To make the above practical you need to take account of expression in
the parse tree that are conditional and may not be executed.  A book on
compilers will describe all this stuff.
From: Pat
Subject: Re: About the relation between S-expressions and trees
Date: 
Message-ID: <1160669344.977064.140390@m73g2000cwd.googlegroups.com>
Great, you're idea war absolutely right! It was so easy, my tree was no
more a tree but a graph, a directed acyclic graph (DAG) and it can be
always converted to a tree.

Thank you so much for your help

Rob Thorpe ha scritto:

> Pat wrote:
> > Hi,
> >
> > Thanks for answering. Actually, I made a couple of mistake in my
> > previous post, and other important information miss. Let me explain
> > what I mean:
> >
> > 1) First of all, I'm not working with Lisp, but with genetic
> > programming, a technique of artificial intelligence that "borrows" some
> > notation from Lisp (like S-expressions). So, please, forgive me if my
> > language about Lisp is not adequate of precise enough.
> >
> > 2) You've seen the point I want to know: you described my (bad drawn)
> > tree by this S:expression: (C (B (A IN)) (A IN)), saying that (A IN) is
> > a common subexpression (actually, A and B were unary operators ...
> > lapsus calami).
> >
> > 3) The question is: given a tree where subexpression are "hidden" (in
> > this case you have "unrolled" the tree identifying hte subexpression),
> > is there any technique to identify all the subexpression in the tree?
> >
> > I hope that now the situation is clear and maybe (Kaz) or someone else
> > can halp me. Any comment is welcome
>
> You can use an algorithm similar to the one used to turn a graph into a
> tree I mentioned to you on comp.programming.
>
> * start at the leaves of the tree.
> * Pass over each leaf entering each expression "(instruction arg1
> arg2)" into a hash table.
> * Now every place in the hash-table where you have more than one entry
> represents redundancy
> * Pass over the tree replacing each of the redundant expressions with a
> reference to the first calculation.  That is you leave the first
> expression in place and replace every subsequent one with a reference
> to the first.
>
> Then at the end possibly run the whole algorithm again, since there may
> be common-subexpression remaining.
>
> To make the above practical you need to take account of expression in
> the parse tree that are conditional and may not be executed.  A book on
> compilers will describe all this stuff.
From: Rob Thorpe
Subject: Re: About the relation between S-expressions and trees
Date: 
Message-ID: <1160674573.260365.4870@e3g2000cwe.googlegroups.com>
Pat wrote:
> Great, you're idea war absolutely right! It was so easy, my tree was no
> more a tree but a graph, a directed acyclic graph (DAG) and it can be
> always converted to a tree.

Yes, it's a graph once the algorithm has finished.

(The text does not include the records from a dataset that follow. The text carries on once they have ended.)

PR #33, opened 2025-03-21
tenstorrent: bh_arc: init boot_freq even when aiclk_ppm is disabled

afongTT:
This was causing an issue where unforcing the frequency with aiclk_ppm disabled caused CMFW to attempt setting an AICLK frequency of 0, which hangs the chip.

### DIFF
--- a/lib/tenstorrent/bh_arc/aiclk_ppm.c
+++ b/lib/tenstorrent/bh_arc/aiclk_ppm.c
@@ -111,6 +111,12 @@ uint32_t GetMaxAiclkForVoltage(uint32_t voltage)
 	return low_freq - 1;
 }
 
+void InitArbMaxVoltage(void)
+{
+	/* ArbMaxVoltage is statically set to the frequency of the maximum voltage */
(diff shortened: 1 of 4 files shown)


danieldegrasse (approved):

danieldegrasse:
Not blocking for this PR, but could we add a testcase where we try forcing the AICLK to a variety of values (as well as unforcing it) and verify the chip still functions?

afongTT:
> Not blocking for this PR, but could we add a testcase where we try forcing the AICLK to a variety of values (as well as unforcing it) and verify the chip still functions?

I agree, that seems like a test we should have.

alewycky-tenstorrent:
Can we give the other aiclk_ppm fields valid values too? Actually why not just call InitAiclkPPM? Except maybe the max voltage limit arbiter, the rest all seem correct.

afongTT:
> Can we give the other aiclk_ppm fields valid values too? Actually why not just call InitAiclkPPM? Except maybe the max voltage limit arbiter, the rest all seem correct.

Updated to call InitAiclkPPM right after InitPLLs. Does this work better?

alewycky-tenstorrent (approved):

PR #34, opened 2025-03-22
ina228: fix input current formatting

palexsonTT:
Send input current data from BMC to SMC in signed int 16.16 format. Provide input current as a float to the board power throttler.

### DIFF
--- a/app/bmc/src/main.c
+++ b/app/bmc/src/main.c
@@ -124,8 +124,9 @@ void ina228_current_update(void)
 
 	sensor_sample_fetch_chan(ina228, SENSOR_CHAN_CURRENT);
 	sensor_channel_get(ina228, SENSOR_CHAN_CURRENT, &current_sensor_val);
-	uint32_t current = (current_sensor_val.val1 << 16) |
-			   ((current_sensor_val.val2 / 100) & 0xFFFF); /* Truncate */
+
+	int32_t current =
+		(current_sensor_val.val1 << 16) + (current_sensor_val.val2 * 65536ULL) / 1000000ULL;
 
 	ARRAY_FOR_EACH_PTR(BH_CHIPS, chip) {
 		bh_chip_set_input_current(chip, &current);
--- a/lib/tenstorrent/bh_arc/cm2bm_msg.c
+++ b/lib/tenstorrent/bh_arc/cm2bm_msg.c
@@ -28,7 +28,7 @@ typedef struct {
 
 static Cm2BmMsgState cm2bm_msg_state;
 static bool bmfw_ping_valid;
-static uint32_t current;
+static int32_t current;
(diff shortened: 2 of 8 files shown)


afongTT:
> Is negative current ever something that we would anticipate seeing? Even with a transient, it seems strange.
No, I think the use of signed 16.16 fixed point is strictly to match the format we have in SMC's telemetry table.

> If using floats can be avoided (even in the power throttler) we really should.
I prefer to use floats for our power throttling in SMC, since the fixed point math gets really messy. We also have an FPU on ARC, and we should generally have an FPU on all SMCs for this reason.

I agree we should try to avoid conversion to float within BMC FW though.

app/bmc/src/main.c
```diff
@@ -124,8 +124,9 @@ void ina228_current_update(void)
 
 	sensor_sample_fetch_chan(ina228, SENSOR_CHAN_CURRENT);
 	sensor_channel_get(ina228, SENSOR_CHAN_CURRENT, &current_sensor_val);
-	uint32_t current = (current_sensor_val.val1 << 16) |
-			   ((current_sensor_val.val2 / 100) & 0xFFFF); /* Truncate */
+
+	float current_flt = current_sensor_val.val1 + current_sensor_val.val2 / 1000000.0;
+	int32_t current = current_flt * 65536;
```
afongTT, line 129: I think you can avoid the floating point calculation by doing something like:

`uint32_t current = (current_sensor_val.val1 << 16) + current_sensor_val.val2 / (1000000/65536)`

lib/tenstorrent/bh_arc/cm2bm_msg.c
```diff
@@ -228,17 +228,22 @@ int32_t Bm2CmSendCurrentHandler(const uint8_t *data, uint8_t size)
...
 /* TODO: Put these somewhere else? */
-uint32_t GetInputCurrent(void)
+int32_t GetInputCurrent(void)
 {
 	return current;
 }
 
+float GetInputCurrentFloat(void)
+{
+	return current / 65536.0;
```
afongTT, line 244: Can you create a function in telemetry.h that handles this conversion?

e.g.
```c
float ConvertTelemetryToFloat(int32_t value)
{
	/* Convert signed int 16.16 format to float */
	if (value == INT32_MIN) {
		return FLT_MAX;
	} else {
		return value / 65536.0F;
	}
}
```

cfriedt:
Avoiding floating point in bare-metal code (e.g. drivers) is pretty common (both Linux and Zephyr avoid using floats).

It's fine to convert to float at the output (essentially the presentation layer), but I wouldn't advise using down at the driver layer.

afongTT (approved):

cfriedt (approved):
Looks better to me. Thanks!

This is one area where I wish Zephyr would be a bit better. Even a macro or two to convert from sensor_value to arbitrary Qm.n, or vice versa, would be pretty great.

PR #35, opened 2025-03-24
ci: workflows: use docker container to run metal workflow

danieldegrasse:
Use a docker container to run the metal tests. This should enable us to run metal tests on a per-PR basis, rather than nightly


danieldegrasse:
@afongTT or @TTDRosen, could either of you take a look at this and approve if you're ok with it? My plan is to merge this, than update the metal revision in use within #39, so that we test metal with harvesting on there.

.github/workflows/hardware.yml
```diff
@@ -395,3 +395,153 @@ jobs:
...
+        env:
+          ARCH_NAME: blackhole
+          TT_METAL_HOME: /tt-metal
+          PYTHONPATH: /tt-metal
+        run: |
+          # Source metal env
+          source /metal-env/bin/activate
+          # Run metal tests
+          # Skipped because the P100a has harvested columns
+          # tests/scripts/run_cpp_unit_tests.sh
```
afongTT, line 536: Is this something they plan to fix?

e.g. Maybe with the harvesting PR?

afongTT (approved):

.github/workflows/hardware.yml
```diff
@@ -395,3 +395,153 @@ jobs:
...
+        uses: dorny/paths-filter@v3
+        id: filter
+        with:
+          filters: |
+            ci:
+              - 'submanifests/ci.yaml'
+
+      - name: Update Metal
+        id: update_metal
+        if: steps.filter.outputs.ci == 'true'
```
afongTT, line 508: I guess this is the rule that triggers a rebuild of Metal.
How does that get back into the base container?

cfriedt (commented):
Would be great to make this far less verbose and re-use some of the prepare-zephyr workflow or the upstream workflow.

What is the main motivators for adding our own docker image and where is the dockerfile for that image?

I have some concerns about rebuilding metal on every PR. Can that step be cached or is it already cached? How much overhead does it add?

Is there a way that we can automate checking out the appropriate version of metal for building against firmware. E.g. adding a `zephyr/module.yml` file to metal and pulling it in with a specific revision in `west.yml`?

submanifests/ci.yaml
```diff
@@ -0,0 +1,26 @@
...
+  projects:
+    - name: openocd
+      revision: 720c2b6023433ae4d11d929a74c71e96f5d8159f
+      path: ci/openocd
+      remote: danieldegrasse
+      submodules: true
+      groups:
+        - ci
+    - name: tt-metal
+      revision: v0.56.0
```
cfriedt, line 21: +1

This is good. It will allow us to update more easily without breaking anything. Can we simplify cloning?

https://github.com/zephyrproject-rtos/example-application/blob/main/.github/workflows/build.yml#L27

Metal will need to be able to test for certain features before enabling them though, since they do not have a similar means of tracking changes.

.github/workflows/hardware.yml
danieldegrasse: Yes, it is- the P100a we have in CI can't run these tests until we have harvesting enabled.

In our harvesting PR we should turn this test back on, and make sure it passes

.github/workflows/hardware.yml
danieldegrasse: We'll rebuild the base container when a branch is merged to `main` with changes to the manifest- that way if we ever bump the openocd revision or metal revision the container gets rebuilt. See the PR for that feature here: https://github.com/tenstorrent/tt-zephyr-platforms/pull/40

danieldegrasse:
> Would be great to make this far less verbose and re-use some of the prepare-zephyr workflow or the upstream workflow.

> https://github.com/zephyrproject-rtos/example-application/blob/main/.github/workflows/build.yml#L27

As far as I can tell, the prepare-zephyr workflow does not rebase the branch within the PR onto `main`, does it? I think that is a critical step we should be doing to get accurate test results per PR.

I am happy to coalesce this workflow into a reusable file though, if you'd like

> What are the main motivators for adding our own docker image and where is the dockerfile for that image?

We can include a prebuilt copy of metal that we control the revision of. The image is right here: https://github.com/tenstorrent/tt-zephyr-platforms/pkgs/container/tt-zephyr-platforms%2Ftt-zephyr-platforms%2Fubuntu-22-04-ci-image

PR #40 includes an action for rebuilding the docker image when a PR is merged to main with changes to the manifest

> I have some concerns about rebuilding metal on every PR. Can that step be cached or is it already cached? How much overhead does it add per-pr in terms of time?

I do too- we will not rebuild metal on every PR. The docker container *is* the build cache- we have a prebuilt copy of metal in the container, and only rebuild it if the manifest file for `tt-metal` has changed. Rebuilding has significant overhead (15-20 minutes), so we will only do it when updating the docker container or metal revision within a PR.

Github caching would be an option here, but I think the amount of data we'd cache is too large. With `du`, the metal build folder is `3.8G`, and the metal python env is `2.8G`. Github actions limits the cache size per repo to 10G, so we could only cache one full metal build at a time

submanifests/ci.yaml
danieldegrasse: The method I want to use here is sequencing like this:
- metal makes a PR on their side to enable a feature
- We create a PR bumping the metal revision, and turning on whatever feature they want to test
- Our CI runs metal, and validates that tests pass with the new feature enabled

.github/workflows/hardware.yml
```diff
@@ -395,3 +395,153 @@ jobs:
...
+        shell: bash
+        run: |
+          # Clone the new metal repo
+          west config manifest.group-filter -- +ci
+          west update
+          rm -r /metal-env
+          rm -r /tt-metal
```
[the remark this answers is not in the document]
danieldegrasse: These files are already in the container, so when the metal revision is bumped we remove them then replace them.

submanifests/ci.yaml
```diff
@@ -0,0 +1,26 @@
...
+      url-base: https://github.com/danieldegrasse
+    - name: tenstorrent
+      url-base: https://github.com/tenstorrent
+  defaults:
+    remote: tenstorrent
+  group-filter:
+    - -ci
+  # zephyr-keep-sorted-start re(^\s+\- name:)
+  projects:
+    - name: openocd
```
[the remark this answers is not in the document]
danieldegrasse: This is a good point- I tried to use upstream openocd (with these patches merged), and it does not build currently. So as far as a path forwards, do you think the best option is to try to merge these changes into Zephyr's fork of openocd?

cfriedt:
@danieldegrasse - is there some kind of "install" stage for metal? Like "make install" to some directory? I don't think we would need all of the build files. Probably just some `.so` files. If metal uses a common build method for python packages, we can just add them to scripts/requirements.txt for certain versions. IIRC, the zephyr workflow for installing python packages also caches them.

It is a bit annoying that it would transfer data over the network for binary artifacts, so if we can find out the minimum of what is needed to install on a host system, that can be compressed to reduce bandwidth.

cfriedt:
@danieldegrasse - is this one still useful? Could use a rebase or maybe put it back into draft if it's not ready yet.

danieldegrasse:
> @danieldegrasse - is this one still useful? Could use a rebase or maybe put it back into draft if it's not ready yet.

Nah, I'd rather get #99 working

There is a bug in my suggestion though.  You have to take into account
when a value is assigned, if "foo" is assigned you have to remember
that after that happens then the common-subexpressions involving "foo"
aren't valid anymore because it has changed.

You can find quite a bit about this stuff in books on compiler design,
and lecture notes on compiler design online.